The bear stories made such an impression on me that, for this past weekend’s trip to Glacier National Park (on which more later), I decided to pick up a can of bear spray, i.e., pepper spray specially formulated for use against bears (I think mainly because it discharges in a 30-foot “shotgun-cloud” pattern). I wondered if I were being paranoid.
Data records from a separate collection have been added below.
Issue #456, opened 2022-07-25
OpenSSL 3: Enabling pkcs11 engine makes EC operations fail


vuori:
I built the libp11 and openssl master branches last night, and it seems that the presence of the pkcs11 engine causes problems with various operations on EC keys. Note that the issue occurs if the engine is just present in the configuration, even if it's not being used.

Steps to reproduce:

  1. Copy the default `openssl.cnf` from OpenSSL sources, insert relevant `engine_section` and `pkcs11_section` bits from README with `dynamic_path` pointing to freshly-built `pkcs11.so`.
  2. Try to generate an EC key: `openssl ecparam -name brainpoolP256r1 -genkey -out t1.key`. Note that it fails with error `80A26D89627F0000:error:078C0102:common libcrypto routines:get_string_internal:passed a null parameter:crypto/params.c:1258:`. Comment out `pkcs11 = pkcs11_section`, try again and the key is generated.
  3. Re-enable the engine and try to generate a self-signed cert: `openssl req -subj /CN=ectest -new -x509 -key t1.key -out t1.crt`. Error `80B2C6CB5A7F0000:error:03000093:digital envelope routines:default_check:command not supported:crypto/evp/ctrl_params_translate.c:329:` occurs. Disabling the engine allows creating the cert.
  4. Commands that shouldn't ever need the engine such as `openssl cms -encrypt t1.crt` where `t1.crt` is an EC cert also fail with a similar error: `801234265C7F0000:error:03000093:digital envelope routines:evp_pkey_ctx_ctrl_int:command not supported:crypto/evp/pmeth_lib.c:1321:`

We never ran into any bears, as it turned out (well, just the one dressed as a Montana State Trooper in the hotel lobby, but he seemed friendly enough), but just this morning I was leafing through The Missoulian when I saw this headline: “Carroll Student Attacked by Bear.” (It seemed intent on eating him, until a friend fired a pistol and it ran off.) And on the article’s jump page, there was a smaller item about a hunter in Yellowstone who killed another attacking grizzly with a pistol, which, from everything I’ve heard on the subject of shooting grizzlies using anything other than a powerful rifle, is really only possible if you can aim your shot up through the roof of the bear’s open mouth. (In Into the Woods, author Bill Bryson, while he is outfitting himself to hike the length of the Appalachian Trail, overhears a gun-store owner offer to file the sights off of the handgun that a customer has just announced he is purchasing for bear defense, because – the gun-store owner explains – it will then hurt less when the bear takes it away and shoves it up the guy’s ass.) And last night I was flipping through the local “alt-weekly,” the Missoula Independent, where I saw mention of “frequent black-bear sightings” in town, especially in yards that boast unharvested apple trees and, of course, around unsecured trash cans. And yesterday evening, we were walking on a trail through Moose Can Gully, a quarter-mile from the house, surrounded on all sides by houses, when two kids we encountered (chopping down trees with an axe, curiously enough) told us excitedly that they had seen bear scat and “signs” in the gully. So now, I’ve gone from wondering if I were being paranoid in planning to take bear spray along to Glacier, to wondering if I should carry it with me at all times.
Oh, and, in other news, a sex offender disappeared from his work-release job yesterday. The article was headlined “Search is on for escaped sex offender,” but I think it should have read “Madman on the loose” because that’s the guy’s actual last name.